§ Aim of the exercise:
When the line with "Note on the" appears below, start repeating lines exactly, and keep going through the line with "The behavior is"; add nothing outside that span.

[Collected data entries]
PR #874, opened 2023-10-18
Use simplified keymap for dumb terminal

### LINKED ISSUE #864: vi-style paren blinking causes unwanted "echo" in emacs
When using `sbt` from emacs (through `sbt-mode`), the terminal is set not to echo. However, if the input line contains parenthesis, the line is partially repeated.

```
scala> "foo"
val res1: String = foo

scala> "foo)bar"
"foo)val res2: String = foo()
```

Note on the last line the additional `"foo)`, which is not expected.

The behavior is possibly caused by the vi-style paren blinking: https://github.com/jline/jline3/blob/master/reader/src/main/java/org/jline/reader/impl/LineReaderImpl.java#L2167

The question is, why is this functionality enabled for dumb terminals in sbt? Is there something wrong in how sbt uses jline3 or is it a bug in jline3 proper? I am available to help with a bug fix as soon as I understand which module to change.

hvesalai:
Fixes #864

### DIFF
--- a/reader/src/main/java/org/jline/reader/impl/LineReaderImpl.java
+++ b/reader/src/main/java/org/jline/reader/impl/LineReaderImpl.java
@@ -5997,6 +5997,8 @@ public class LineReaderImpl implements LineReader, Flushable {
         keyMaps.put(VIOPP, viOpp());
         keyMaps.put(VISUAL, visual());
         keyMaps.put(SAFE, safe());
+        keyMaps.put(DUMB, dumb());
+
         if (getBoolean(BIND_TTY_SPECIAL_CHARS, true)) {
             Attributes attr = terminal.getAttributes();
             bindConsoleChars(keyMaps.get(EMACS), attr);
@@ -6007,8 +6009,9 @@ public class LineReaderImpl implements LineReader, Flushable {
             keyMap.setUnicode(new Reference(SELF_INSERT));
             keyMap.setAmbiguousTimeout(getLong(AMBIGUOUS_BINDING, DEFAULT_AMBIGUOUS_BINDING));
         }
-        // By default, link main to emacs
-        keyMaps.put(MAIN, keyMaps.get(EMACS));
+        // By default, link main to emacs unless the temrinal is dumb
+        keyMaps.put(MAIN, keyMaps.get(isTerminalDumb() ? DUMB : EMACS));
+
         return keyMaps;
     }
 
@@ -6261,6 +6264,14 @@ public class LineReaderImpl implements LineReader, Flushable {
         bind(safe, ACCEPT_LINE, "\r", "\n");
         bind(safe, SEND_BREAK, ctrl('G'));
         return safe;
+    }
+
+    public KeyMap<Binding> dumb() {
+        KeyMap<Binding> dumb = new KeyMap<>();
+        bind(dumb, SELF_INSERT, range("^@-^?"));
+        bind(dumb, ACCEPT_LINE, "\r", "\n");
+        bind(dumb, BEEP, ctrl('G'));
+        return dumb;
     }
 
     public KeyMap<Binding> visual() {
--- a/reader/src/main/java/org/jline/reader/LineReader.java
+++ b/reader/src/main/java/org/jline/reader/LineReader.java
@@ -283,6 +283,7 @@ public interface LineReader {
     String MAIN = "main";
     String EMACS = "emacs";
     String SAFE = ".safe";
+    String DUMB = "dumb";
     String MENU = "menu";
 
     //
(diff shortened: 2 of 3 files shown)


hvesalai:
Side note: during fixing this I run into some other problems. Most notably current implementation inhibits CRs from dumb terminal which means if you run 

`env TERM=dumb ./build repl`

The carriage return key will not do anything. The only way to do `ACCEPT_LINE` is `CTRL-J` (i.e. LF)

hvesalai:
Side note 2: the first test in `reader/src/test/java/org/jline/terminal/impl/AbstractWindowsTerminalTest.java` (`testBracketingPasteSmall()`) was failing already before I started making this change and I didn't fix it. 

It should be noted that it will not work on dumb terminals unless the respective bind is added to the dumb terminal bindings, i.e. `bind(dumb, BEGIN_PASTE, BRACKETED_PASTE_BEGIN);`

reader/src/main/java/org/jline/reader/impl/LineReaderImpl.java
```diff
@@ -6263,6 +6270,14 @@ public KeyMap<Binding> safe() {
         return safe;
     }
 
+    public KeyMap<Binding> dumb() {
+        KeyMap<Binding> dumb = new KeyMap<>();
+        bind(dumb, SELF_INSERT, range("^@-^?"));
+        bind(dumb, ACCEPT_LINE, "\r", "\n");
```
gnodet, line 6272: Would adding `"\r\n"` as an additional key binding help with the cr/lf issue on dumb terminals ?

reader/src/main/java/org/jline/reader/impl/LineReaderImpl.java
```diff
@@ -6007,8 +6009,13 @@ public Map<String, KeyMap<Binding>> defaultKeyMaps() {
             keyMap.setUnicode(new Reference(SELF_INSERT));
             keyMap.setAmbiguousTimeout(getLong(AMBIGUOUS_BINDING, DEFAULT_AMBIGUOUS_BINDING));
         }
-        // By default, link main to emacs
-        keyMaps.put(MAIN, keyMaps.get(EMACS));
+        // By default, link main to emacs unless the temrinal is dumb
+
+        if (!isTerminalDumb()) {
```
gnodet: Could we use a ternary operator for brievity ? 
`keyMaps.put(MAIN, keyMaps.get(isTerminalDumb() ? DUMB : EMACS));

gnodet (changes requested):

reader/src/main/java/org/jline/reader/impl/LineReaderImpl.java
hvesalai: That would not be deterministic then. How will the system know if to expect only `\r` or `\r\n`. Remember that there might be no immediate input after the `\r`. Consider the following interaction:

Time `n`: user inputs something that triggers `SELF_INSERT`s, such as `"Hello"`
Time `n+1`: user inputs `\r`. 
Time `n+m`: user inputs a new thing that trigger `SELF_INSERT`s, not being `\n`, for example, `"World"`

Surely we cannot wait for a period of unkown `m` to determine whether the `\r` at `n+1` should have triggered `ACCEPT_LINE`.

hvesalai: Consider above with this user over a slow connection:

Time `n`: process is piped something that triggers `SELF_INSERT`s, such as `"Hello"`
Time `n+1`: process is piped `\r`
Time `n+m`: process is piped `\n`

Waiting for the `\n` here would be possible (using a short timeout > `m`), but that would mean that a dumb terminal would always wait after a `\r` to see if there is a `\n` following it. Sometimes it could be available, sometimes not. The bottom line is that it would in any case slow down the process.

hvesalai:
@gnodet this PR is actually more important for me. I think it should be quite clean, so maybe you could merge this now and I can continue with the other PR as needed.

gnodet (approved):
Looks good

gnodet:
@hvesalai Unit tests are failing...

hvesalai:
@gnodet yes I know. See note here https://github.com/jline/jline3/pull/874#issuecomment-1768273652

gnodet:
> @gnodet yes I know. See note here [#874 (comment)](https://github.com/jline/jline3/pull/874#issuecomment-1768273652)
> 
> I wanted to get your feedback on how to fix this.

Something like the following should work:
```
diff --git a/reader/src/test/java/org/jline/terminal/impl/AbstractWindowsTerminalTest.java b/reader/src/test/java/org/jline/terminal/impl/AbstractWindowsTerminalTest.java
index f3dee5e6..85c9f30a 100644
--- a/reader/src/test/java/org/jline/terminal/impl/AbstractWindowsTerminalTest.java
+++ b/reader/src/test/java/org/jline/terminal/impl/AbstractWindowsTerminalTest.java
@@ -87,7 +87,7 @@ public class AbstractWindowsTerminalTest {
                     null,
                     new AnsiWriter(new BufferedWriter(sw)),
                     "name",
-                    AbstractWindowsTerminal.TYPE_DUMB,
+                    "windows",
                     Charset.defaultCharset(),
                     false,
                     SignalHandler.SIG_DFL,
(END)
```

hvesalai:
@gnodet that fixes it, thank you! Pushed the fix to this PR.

* * *

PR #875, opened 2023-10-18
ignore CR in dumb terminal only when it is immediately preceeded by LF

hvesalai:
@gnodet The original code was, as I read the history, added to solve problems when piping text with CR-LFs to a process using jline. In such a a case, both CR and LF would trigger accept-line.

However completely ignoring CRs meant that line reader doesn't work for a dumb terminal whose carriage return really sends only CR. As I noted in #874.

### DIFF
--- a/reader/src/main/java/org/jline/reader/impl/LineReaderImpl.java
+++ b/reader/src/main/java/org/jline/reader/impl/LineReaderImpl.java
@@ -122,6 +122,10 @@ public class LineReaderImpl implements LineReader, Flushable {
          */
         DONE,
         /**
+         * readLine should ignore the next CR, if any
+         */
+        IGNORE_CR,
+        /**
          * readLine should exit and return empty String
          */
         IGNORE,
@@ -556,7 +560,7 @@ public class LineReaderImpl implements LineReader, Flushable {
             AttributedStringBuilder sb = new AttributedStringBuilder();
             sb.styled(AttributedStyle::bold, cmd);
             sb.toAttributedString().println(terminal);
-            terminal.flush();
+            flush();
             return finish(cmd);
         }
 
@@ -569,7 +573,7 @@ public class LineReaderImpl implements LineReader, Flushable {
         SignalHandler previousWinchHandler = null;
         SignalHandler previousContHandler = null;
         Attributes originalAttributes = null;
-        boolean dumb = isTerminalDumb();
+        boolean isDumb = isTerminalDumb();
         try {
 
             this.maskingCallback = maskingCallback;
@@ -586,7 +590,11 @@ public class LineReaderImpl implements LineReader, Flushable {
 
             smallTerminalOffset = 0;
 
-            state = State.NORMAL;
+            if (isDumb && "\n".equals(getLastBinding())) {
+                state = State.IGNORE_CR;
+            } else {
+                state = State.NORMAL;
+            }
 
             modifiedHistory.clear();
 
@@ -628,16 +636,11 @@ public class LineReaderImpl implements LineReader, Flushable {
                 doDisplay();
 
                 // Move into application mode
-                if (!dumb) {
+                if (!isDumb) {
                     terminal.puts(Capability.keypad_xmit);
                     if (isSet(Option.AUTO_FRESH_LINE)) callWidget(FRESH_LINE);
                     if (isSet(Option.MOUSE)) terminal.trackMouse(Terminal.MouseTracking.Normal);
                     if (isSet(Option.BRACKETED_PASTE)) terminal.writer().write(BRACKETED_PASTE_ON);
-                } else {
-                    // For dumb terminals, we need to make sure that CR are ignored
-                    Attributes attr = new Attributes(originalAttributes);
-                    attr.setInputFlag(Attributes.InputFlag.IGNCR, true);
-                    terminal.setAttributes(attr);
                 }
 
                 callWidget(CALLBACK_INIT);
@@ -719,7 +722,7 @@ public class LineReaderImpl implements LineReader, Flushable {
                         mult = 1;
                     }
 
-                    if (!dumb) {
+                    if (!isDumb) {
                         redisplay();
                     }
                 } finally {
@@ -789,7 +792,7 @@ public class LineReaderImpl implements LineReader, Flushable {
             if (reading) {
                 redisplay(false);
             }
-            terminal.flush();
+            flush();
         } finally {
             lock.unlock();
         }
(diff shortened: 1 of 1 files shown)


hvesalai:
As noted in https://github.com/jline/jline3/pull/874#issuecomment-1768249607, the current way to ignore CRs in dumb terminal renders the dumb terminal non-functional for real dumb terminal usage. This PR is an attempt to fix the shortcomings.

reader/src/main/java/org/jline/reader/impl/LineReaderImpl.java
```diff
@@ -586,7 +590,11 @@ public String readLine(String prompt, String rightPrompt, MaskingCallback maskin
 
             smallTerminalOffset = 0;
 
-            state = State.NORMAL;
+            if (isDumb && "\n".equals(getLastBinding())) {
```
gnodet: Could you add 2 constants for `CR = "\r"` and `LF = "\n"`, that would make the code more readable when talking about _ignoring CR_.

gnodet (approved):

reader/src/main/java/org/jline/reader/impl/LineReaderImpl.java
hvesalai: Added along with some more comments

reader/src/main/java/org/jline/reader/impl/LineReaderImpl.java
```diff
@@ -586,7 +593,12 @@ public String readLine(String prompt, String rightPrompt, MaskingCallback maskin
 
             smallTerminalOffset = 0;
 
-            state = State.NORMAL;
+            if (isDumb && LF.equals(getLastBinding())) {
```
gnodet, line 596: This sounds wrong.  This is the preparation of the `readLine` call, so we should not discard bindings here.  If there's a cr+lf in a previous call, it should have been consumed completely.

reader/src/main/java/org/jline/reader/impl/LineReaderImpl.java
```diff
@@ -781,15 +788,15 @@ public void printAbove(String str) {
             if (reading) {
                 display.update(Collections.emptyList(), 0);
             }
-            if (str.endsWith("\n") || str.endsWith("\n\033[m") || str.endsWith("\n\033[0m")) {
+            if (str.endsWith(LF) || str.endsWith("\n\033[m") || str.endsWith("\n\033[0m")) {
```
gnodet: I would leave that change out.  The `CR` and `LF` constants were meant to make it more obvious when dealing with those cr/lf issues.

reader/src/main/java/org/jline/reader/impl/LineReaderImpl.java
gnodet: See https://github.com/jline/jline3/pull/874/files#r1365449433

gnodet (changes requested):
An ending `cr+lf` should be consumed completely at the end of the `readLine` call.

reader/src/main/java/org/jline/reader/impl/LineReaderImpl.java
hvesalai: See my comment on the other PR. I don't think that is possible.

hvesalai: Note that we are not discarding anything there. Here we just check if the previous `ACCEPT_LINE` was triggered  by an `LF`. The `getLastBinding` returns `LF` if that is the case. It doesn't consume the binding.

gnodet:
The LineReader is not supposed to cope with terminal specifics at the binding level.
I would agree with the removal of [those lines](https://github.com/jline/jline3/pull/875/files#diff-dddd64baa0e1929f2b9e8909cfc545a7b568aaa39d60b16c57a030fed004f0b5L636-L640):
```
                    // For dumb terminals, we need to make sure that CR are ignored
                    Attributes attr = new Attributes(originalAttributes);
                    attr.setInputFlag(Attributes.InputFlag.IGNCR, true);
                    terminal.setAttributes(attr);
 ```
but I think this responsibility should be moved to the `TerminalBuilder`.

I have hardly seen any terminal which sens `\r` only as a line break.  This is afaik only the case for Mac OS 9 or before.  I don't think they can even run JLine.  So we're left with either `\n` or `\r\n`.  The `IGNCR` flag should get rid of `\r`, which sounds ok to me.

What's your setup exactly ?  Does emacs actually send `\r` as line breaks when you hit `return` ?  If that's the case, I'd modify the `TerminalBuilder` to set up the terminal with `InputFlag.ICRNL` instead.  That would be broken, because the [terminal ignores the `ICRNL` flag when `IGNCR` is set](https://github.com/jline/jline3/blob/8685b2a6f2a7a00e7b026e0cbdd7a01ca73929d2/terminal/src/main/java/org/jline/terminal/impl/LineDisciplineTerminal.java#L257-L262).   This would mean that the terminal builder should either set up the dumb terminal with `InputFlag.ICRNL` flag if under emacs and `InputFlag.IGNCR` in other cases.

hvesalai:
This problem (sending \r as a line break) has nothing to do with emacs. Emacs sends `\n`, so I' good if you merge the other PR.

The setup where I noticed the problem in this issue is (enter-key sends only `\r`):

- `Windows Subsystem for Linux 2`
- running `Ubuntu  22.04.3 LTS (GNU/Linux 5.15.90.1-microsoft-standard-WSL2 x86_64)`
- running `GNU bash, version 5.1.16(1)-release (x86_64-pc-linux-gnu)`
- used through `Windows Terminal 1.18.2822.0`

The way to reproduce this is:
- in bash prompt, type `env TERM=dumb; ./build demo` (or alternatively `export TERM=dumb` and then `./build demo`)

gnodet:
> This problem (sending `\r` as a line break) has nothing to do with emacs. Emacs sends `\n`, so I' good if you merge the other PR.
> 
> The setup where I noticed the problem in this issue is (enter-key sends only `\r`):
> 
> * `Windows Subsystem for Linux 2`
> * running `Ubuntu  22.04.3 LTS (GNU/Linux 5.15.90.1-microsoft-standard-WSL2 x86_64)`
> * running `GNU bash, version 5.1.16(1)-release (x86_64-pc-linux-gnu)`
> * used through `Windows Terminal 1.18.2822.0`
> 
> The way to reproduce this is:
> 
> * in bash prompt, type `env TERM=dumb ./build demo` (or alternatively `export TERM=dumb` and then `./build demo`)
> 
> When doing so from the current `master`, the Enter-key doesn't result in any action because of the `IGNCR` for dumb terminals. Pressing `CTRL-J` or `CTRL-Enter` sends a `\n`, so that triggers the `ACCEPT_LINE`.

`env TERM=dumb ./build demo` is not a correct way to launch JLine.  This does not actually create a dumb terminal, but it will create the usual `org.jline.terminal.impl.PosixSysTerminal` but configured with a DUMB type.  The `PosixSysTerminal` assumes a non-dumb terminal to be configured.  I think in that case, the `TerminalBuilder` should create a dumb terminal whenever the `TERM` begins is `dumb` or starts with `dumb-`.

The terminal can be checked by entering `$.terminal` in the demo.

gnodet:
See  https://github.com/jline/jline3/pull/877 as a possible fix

==

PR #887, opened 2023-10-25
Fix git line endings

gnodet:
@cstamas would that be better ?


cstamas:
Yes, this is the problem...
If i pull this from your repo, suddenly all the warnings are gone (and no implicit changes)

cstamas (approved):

§ Task result:
Note on the last line the additional `"foo)`, which is not expected.

The behavior is possibly caused by the vi-style paren blinking: https://github.com/jline/jline3/blob/master/reader/src/main/java/org/jline/reader/impl/LineReaderImpl.java#L2167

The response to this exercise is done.